1 1/2 lbs. pork spare ribs, cut into 2 inch pieces
3 tbsp olive oil
1 medium red onion, coarsely diced
1 carrot, peeled and cut into 2″ pieces
1 celery stalk, cut into 1″ pieces
1 cup red wine
1 cup chicken stock
1 cup basic tomato sauce
1 anchovy fillet, rinsed and patted dry
4 sprigs of rosemary
Salt

  1. Place the spareribs in a large pot and cover with cold water. Bring to a boil over high heat and then reduce to a simmer. Simmer for 30 minutes. Drain the spareribs and then rinse them. Season the spareribs with salt
  2. Add the olive oil to a dutch oven and heat over medium-high heat until the oil is just about smoking. Add the onion, carrot, and celery and cook until lightly browned, about 10 minutes.

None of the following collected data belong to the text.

Issue #3625, opened 2026-08-07
cozystack-controller ClusterRole grants cluster-wide read on every resource, tenant Secrets included


lexfrei:
## Summary

The cozystack-controller ClusterRole ends with a rule granting cluster-wide read on every resource in every API group: `apiGroups: ['*']`, `resources: ['*']`, `verbs: ["get", "list", "watch"]`. That includes every Secret in every tenant namespace. The rule predates current work (it arrived in f2cfb4f8, 2025-09-15) and nothing in the chart or its tests records why the full breadth is needed.

## Why it deserves a look

The controller's Secret access is already declared explicitly and separately, with the full verb set its reconcilers use, so the blanket rule adds nothing the controller needs for Secrets. What it does add is that a compromise of the controller service account reads the whole cluster, tenant Secrets included, rather than the resource types the controller actually watches. Least privilege here would be enumerating those types.

There may be a real reason for the breadth, such as a dynamic informer over arbitrary owned objects. If so, that reason belongs in a comment next to the rule, because today the rule reads as an accident of convenience and is indistinguishable from one.

## What exists now

A semantic guard over the rendered RBAC pins the controller's effective verb set on Secrets to the declared list, in any spelling of a widening (wildcards in any position, extra verbs, extra rules). That guard treats this blanket read as part of the declared state, so it will stay green if the rule stays and stay green if the rule narrows, as long as Secret access matches the declaration. Narrowing the blanket is therefore a free move as far as that guard is concerned.

## Fix shape

Either enumerate the resource types the controller watches in place of `['*']/['*']`, or keep the breadth and write the reason next to it. The first is preferable if the controller's informer set is static.

lexfrei:
One more rule reviewed in the same pass, recorded here so it has a home: the ClusterRole's first rule grants resources: ['*'] verbs: ['*'] within apiGroups cozystack.io and gateway.cozystack.io. Left as is on purpose: those are the controller's own API groups, managing every object in them is its job description, and the grant does not reach outside them. The blanket read rule above is the one worth narrowing.

PR #3627, opened 2026-08-07
test(cozystack-controller): guard the Secret grant by effective permission

lexfrei:
## What this PR does

`packages/system/cozystack-controller/tests/rbac_test.yaml` has a test named "does not grant a blanket wildcard verb on secrets" that does not guard that. Its only assert is a `notContains` on `path: rules` holding a rule object. helm-unittest compares every field it is given by value equality, and `any: true` only changes which fields get compared, so nothing in that assert bounds what a verbs list may hold. `verbs: ["get", "*"]` passes every spelling of it.

Each row below is a mutation of `templates/rbac.yaml`, confirmed visible in `helm template` output before I read any verdict.

| # | widened Secret grant | whole suite | the test named as the guard |
| --- | --- | --- | --- |
| 1 | `verbs: ["*"]` on `""`/secrets, the exact object it names | red | red |
| 2 | `resources: ["*"]`, `verbs: ["*"]` in the core group | red (positive pin) | green |
| 3 | `apiGroups: ["*"]`, secrets, `verbs: ["*"]` | red (positive pin) | green |
| 4 | `"*"` appended to the declared verb list | red (positive pin) | green |
| 5 | the exact named object added as a second rule | red | red |
| 6 | `verbs: ["*"]` plus a `resourceNames` field | red (positive pin) | green |
| 7 | `deletecollection` spelled out | red (positive pin) | green |
| 8 | declared rule kept, `apiGroups:['*'] resources:['*'] verbs:['*']` appended | green, 2 passed 2 total | green |
| 9 | declared rule kept, `secrets: [deletecollection]` appended | green, 2 passed 2 total | green |

Rows 8 and 9 are the bad ones. The declared rule stays untouched, so the positive pin is happy, the suite reports a clean pass, and the controller holds every verb on every Secret in every tenant namespace.

The replacement is `hack/cozystack-controller-secret-rbac.bats`, which reads effective permission instead of manifest text. It renders the chart, unions the verbs every ClusterRole and Role rule confers on core Secrets, expands a `*` on any of the three axes, and compares that union against the declared set. All nine rows above are red under it, and so are widening the namespaced `Role`, bundling `secrets` with another resource under `verbs: ["*"]`, and dropping `delete` from the set. That last one is deliberate: the comparison is an equality rather than a ceiling, because both reconcilers need every verb in it and the controller is cluster-scoped, so a widening reaches every tenant. Reflowing the rule to block style changes the text and nothing else, and stays green. Green on `main` under both `bats` and `hack/cozytest.sh`.

Expanding wildcards is what makes it hold at all. The chart ends with a blanket `apiGroups: ['*'] resources: ['*'] verbs: [get, list, watch]` rule that does reach Secrets, so a guard phrased as "no wildcard near secrets" would be red on `main` today. That rule predates this branch and is tracked separately in #3625. This guard stays green either way, whether the blanket rule is narrowed or left alone, as long as Secret access matches the declared set.

The positive `contains` pin stays. Value equality is the right primitive for pinning a rule as written and the wrong one for bounding what the rule may become.

The same shape exists in `packages/system/cozystack-api/tests/rbac_test.yaml` and `packages/extra/seaweedfs/tests/cleanup_client_test.yaml`, and more weakly in `packages/system/etcd-operator/tests/selector-fix-hook_test.yaml`, which matches a scalar inside `rules[0].verbs`. Out of scope here, listing them so they are not lost.

`BATS_UNIT_FILES` picks the new file up on its own (`hack/*.bats`, no `e2e-` prefix), so `make unit-tests` runs it with no Makefile change. It needs helm, yq and jq, the same three `hack/admin-kubeconfig-invariant.bats` already needs.

### Screenshots

Not a UI change.

### Downstream repositories

Walked the trigger map against the diff. The only entry that looks at `hack/` is cozystack/ccp, which triggers on moving or renaming something there, or on changing what a make target does. This adds a file and touches neither `hack/package.mk`, `hack/common-envs.mk`, nor any target.

### Release note

```release-note
NONE
```

### DIFF
--- a/hack/cozystack-controller-secret-rbac.bats
+++ b/hack/cozystack-controller-secret-rbac.bats
@@ -1,0 +1,119 @@
+#!/usr/bin/env bats
+# -----------------------------------------------------------------------------
+# Semantic guard on what packages/system/cozystack-controller grants over core
+# Secrets.
+#
+# The union is over every ClusterRole and Role the chart renders; bindings are
+# never consulted. Today that is the same question as "what does the controller's
+# own ServiceAccount hold", because the chart's ClusterRoleBinding and RoleBinding
+# both name the cozystack-controller ServiceAccount and nothing else. A role added
+# here for some other subject would fold into the union too, which errs toward
+# refusing a grant rather than missing one.
+#
+# Two reconcilers share one Secret write grant: WildcardSecretReconciler
+# replicates the operator wildcard TLS Secret into each tenant namespace, and
+# CACertReconciler writes -- and withdraws -- the key-free "<release>.tenant-ca"
+# projection. The controller is cluster-scoped, so any verb it holds on Secrets
+# it holds on every Secret in every tenant namespace. That is why the set is
+# pinned rather than merely bounded from above: a widening reaches all tenants,
+# and a narrowing breaks both reconcilers.
+#
+# The check reads effective permission off the rendered manifests, not manifest
+# text. A rule reaches core Secrets when its apiGroups admit "" and its
+# resources admit "secrets" -- by name or via "*" on either axis -- and a "*" in
+# its verbs expands to the verb set the API server defines for a namespaced
+# resource. The union over every ClusterRole and Role the chart renders must
+# equal the declared set exactly.
+#
+# Expansion is what makes the guard hold on the chart as it stands: the chart
+# ends with a blanket `apiGroups: ['*'] resources: ['*'] verbs: [get,list,watch]`
+# read rule, which does reach Secrets and whose verbs are already inside the
+# declared set. A guard written as "no wildcard anywhere near secrets" would be
+# red on an unmodified tree.
+#
+# The union is over the chart's default rendering: `helm template` is invoked
+# with no --values, so a rule that appeared only under some values file would go
+# unseen. templates/rbac.yaml carries no templating at all today, so nothing is
+# gated behind a value; render the variants here too if that changes.
+#
+# The check lives here rather than beside the chart's helm-unittest suite because
+# helm-unittest compares every field it is handed by value equality. `any: true`
+# changes which fields are compared, not how they are compared, so neither the
+# whole-rule form nor the `any: true` one can bound what a verbs list may hold --
+# `verbs: ["get", "*"]` slips past both. That primitive is the right one for
+# pinning a rule as written, which tests/rbac_test.yaml does, and it cannot
+# express an upper bound: a wildcard in resources, a wildcard in apiGroups, a "*"
+# appended to the declared verb list, an extra field beside the verbs, and a
+# wider grant added as a separate rule while the declared one stays untouched all
+# pass it.
+#
+# resourceNames is deliberately ignored. A rule scoped to named Secrets that
+# grants "*" on them is still a wildcard verb grant, so the union counts it.
+#
+# An aggregated ClusterRole is the one widening this cannot see: it renders with
+# no `rules` of its own, so whatever the aggregation confers stays outside the
+# union. This chart declares no aggregationRule; a rule set assembled that way
+# would need its own check.
+#
+# The assertion is an equality against a non-empty expected set, so a chart that
+# fails to render, or a yq/jq breakage that yields nothing, fails the test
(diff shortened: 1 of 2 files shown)


hack/cozystack-controller-secret-rbac.bats
```diff
@@ -0,0 +1,119 @@
...
+  # helm's stderr is left alone: this chart renders silently, so there is nothing
+  # to suppress, and a chart that stops rendering should say why in the log
+  # rather than fail this line mutely.
+  helm template cozystack-controller "$chart" \
+    --namespace cozy-system \
+    > "$tmp/rendered.yaml"
+
+  # yq streams one JSON object per rendered document; jq -s slurps the stream so
+  # the rules of every ClusterRole and Role are one collection.
+  yq --output-format=json eval-all '.' "$tmp/rendered.yaml" \
```
myasnikovdaniil, line 91: No `set -o pipefail`, so a partial `yq` failure (some documents out, then error) feeds `jq` a truncated stream and could read green if the truncation dropped the widened rule. Total failure is safe, `effective` ends up empty and equality fails. I could not construct a partial failure on valid `helm template` output so this is optional, and `admin-kubeconfig-invariant.bats` has the same shape.

myasnikovdaniil (approved):
Checked the premise and it holds: restored old `tests/rbac_test.yaml`, appended `apiGroups/resources/verbs: ['*']` to rbac.yaml, old suite still says 2 passed.

Ran 15 RBAC mutations through the new bats, 13 go red including blanket `*/*/*`, secrets as a second rule with `verbs: ["*"]`, `deletecollection` spelled out, and the namespaced Role widened. Two greens are correct, reflow changes nothing and `secrets` has no `status` subresource.

One correction for the follow-up: `cozystack-api/tests/rbac_test.yaml` also pins rule count (`exists rules[15]` / `notExists rules[16]`), so appended rule hole is already shut there and only verbs axis is open. `seaweedfs/tests/cleanup_client_test.yaml` and `etcd-operator/tests/selector-fix-hook_test.yaml` do match what you describe.

IvanHunters (commented):

The new bats guard is correct and non-vacuous. Verified by execution in a hermetic clone (helm template + bats + helm unittest, no cluster):

- **Effective-set correctness.** Two rules reach core Secrets — the explicit `[""] secrets` rule and the blanket `['*'] ['*'] [get,list,watch]` read rule. Their union expands to exactly `create,delete,get,list,patch,update,watch`, byte-identical to `DECLARED_SECRET_VERBS`.
- **Non-vacuity (mutation-tested, all RED; baseline+restore GREEN):** `verbs:["*"]` on secrets (the exact case the removed `notContains` passed as green); an appended blanket `*/*/*` rule with the declared rule left untouched; a narrowing that drops `delete`; and a separate extra rule granting a wildcard secret verb.
- **Edge cases.** `null` documents between resources, zero rendered roles, and a broken render all resolve to `effective != DECLARED` -> the test fails rather than passing vacuously.
- **CI wiring.** `make unit-tests` auto-discovers the file via the `hack/*.bats` glob (no Makefile change); deps (helm, yq, jq) match those `hack/admin-kubeconfig-invariant.bats` already relies on.
- **No coverage lost.** The retained helm-unittest `contains` pin still passes; the removed `notContains` was a strict subset of what the equality now enforces.

### Non-blocking notes

- The comment "An aggregated ClusterRole is the one widening this cannot see" is imprecise: a `ClusterRoleBinding` whose `roleRef` points at an external role the chart does not render (e.g. `cluster-admin`) is a second blind spot — the test stays green while the controller ServiceAccount gains full Secret access, because bindings are not consulted. This is disclosed elsewhere in the header ("bindings are never consulted") and requires an obvious edit to the binding template, so it is a documentation-precision nit, not a chart defect. Optional hardening: assert every rendered binding's `roleRef.name` is among the roles the chart itself renders.
- Default render only (no `--values`) and the `aggregationRule` blind spot are both correctly acknowledged and currently moot (rbac.yaml has no templating; chart declares no aggregationRule).

IvanHunters (approved):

  3. Deglaze the dutch oven with the red wine, scrapping up any browned bits. Add the chicken stock, the tomato sauce, and the anchovy fillet. Season the sauce with salt. Add the pork and stir together.
  4. Bring the sauce to a boil, cover, and reduce heat to a simmer. Cook for 2 to 2 1/2 hours or until the pork is fork tender. Serve in small bowls.

Serves 2 to 3.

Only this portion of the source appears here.